Fulacht fia, Ballyviniter, Co. Cork
Co. Cork |
Settlement Sites
There is nothing to see at this spot in north Cork, and that, in a way, is the point.
Somewhere along the western bank of a small stream on the boundary between Ballyviniter Middle and Ballyviniter Lower, there is said to lie a fulacht fia, one of the horseshoe-shaped mounds of burnt and cracked stone that appear in their thousands across the Irish countryside. These sites are generally understood to be Bronze Age cooking places, where stones were heated in a fire and dropped into a water-filled trough to bring it to the boil. They are among the most common prehistoric monument types in Ireland, and yet this particular example has left no visible trace on the surface.

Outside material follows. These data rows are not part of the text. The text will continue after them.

PR #508, opened 2019-11-21
Instrumentation wrapper classes have their own loggers

carterkozak:
No longer have to reach into package-private
ByteBuddyInstrumentationAdvice, which can
result in access exceptions.

==COMMIT_MSG==
Instrumentation wrapper classes have their own loggers
==COMMIT_MSG==

```
[main] WARN com.palantir.tritium.proxy.InstrumentedRunnable$5 - Failure occurred handling 'preInvocation' invocation on: com.google.common.util.concurrent.Runnables$1@5829e4f4
java.lang.RuntimeException
	at com.palantir.tritium.proxy.InstrumentedRunnable$5.run(Unknown Source)
	at org.assertj.core.api.ThrowableAssert.catchThrowable(ThrowableAssert.java:62)
	at org.assertj.core.api.AssertionsForClassTypes.catchThrowable(AssertionsForClassTypes.java:739)
	at org.assertj.core.api.AssertionsForClassTypes.assertThatCode(AssertionsForClassTypes.java:710)
```

PR #510, opened 2019-11-21
Tritium instrumentation handles null InvocationContexts 

carterkozak:
==COMMIT_MSG==
Tritium instrumentation handles null InvocationContexts.
A behavior change was introduced in #379 which resulted in handlers
which return a null InvocationContext being considered disabled,
which prevented the `onSuccess` and `onFailure` methods from
being invoked at all.
==COMMIT_MSG==

### DIFF
--- a/tritium-api/src/main/java/com/palantir/tritium/event/InvocationEventHandler.java
+++ b/tritium-api/src/main/java/com/palantir/tritium/event/InvocationEventHandler.java
@@ -48,6 +48,9 @@ public interface InvocationEventHandler<C extends InvocationContext> {
      * interface method takes no arguments. Arguments of primitive types are
      * wrapped in instances of the appropriate primitive wrapper class, such as
      * {@code java.lang.Integer} or {@code java.lang.Boolean}.
+     *
+     * @return the current invocation context. Null values are not recommended but
+     * are supported.
      */
     C preInvocation(@Nonnull Object instance, @Nonnull Method method, @Nonnull Object[] args);
 
--- a/tritium-api/src/main/java/com/palantir/tritium/event/InvocationEventHandler.java
+++ b/tritium-api/src/main/java/com/palantir/tritium/event/InvocationEventHandler.java
@@ -54,7 +54,7 @@ public interface InvocationEventHandler<C extends InvocationContext> {
     /**
      * Invoked with the result of the invocation when it is successful.
      *
-     * @param context the current invocation context.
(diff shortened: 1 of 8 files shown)


carterkozak:
Note that this PR includes #508

tritium-core/src/main/java/com/palantir/tritium/event/CompositeInvocationEventHandler.java
```diff
@@ -32,6 +32,36 @@
 
     private static final Logger logger = LoggerFactory.getLogger(CompositeInvocationEventHandler.class);
 
+    // A sentinel value is used to differentiate null contexts returned by handlers from
+    // invocations on disabled handlers.
+    private static final InvocationContext DISABLED_HANDLER_SENTINEL = new InvocationContext() {
```
schlosna: nit: should this be a singleton enum shared with ByteBuddy instrumentation?

carterkozak: It can be if we're okay with making it public. It's an implementation detail which isn't necessary in every case, so I'd prefer if it wasn't possible to reference externally.

carterkozak: +1 for singleton enum

carterkozak:
I think I should update behavior slightly to differentiate when `preInvocation` throws as opposed to when the handler is disabled, as they're currently the same. If `preInvocation` throws, I think we want to return a null context.

schlosna (approved):
👍 LGTM, thanks @carterkozak

carterkozak:
@schlosna Thanks for the review, I've pushed one more commit to this PR based on my last comment. Feel free to add `merge when ready` after you've taken a look at it if you're still happy with the change.

tritium-api/src/main/java/com/palantir/tritium/event/InvocationEventHandler.java
```diff
@@ -54,7 +54,7 @@
     /**
```
schlosna, line 57: should we specify `@return` docs for `preInvocation`?

carterkozak: Good call. I don't want to recommend returning null from `preInvocation` since our logging all suggests it's symptomatic of an error, and we've never annotated the method as `@Nullable`

schlosna (approved):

The site is known only through local information rather than any direct observation, which places it in a category of monument that exists more as memory or tradition than as landscape feature. Its position straddling a townland boundary is itself a small curiosity. Townland boundaries in Ireland are ancient administrative divisions, and prehistoric sites not uncommonly sit at or near them, though whether by coincidence or because boundaries were drawn in relation to earlier landmarks is a question that rarely has a clean answer. The stream on whose western bank the fulacht fia supposedly lies would have been precisely the kind of water source these sites required, lending the account at least a plausible geography.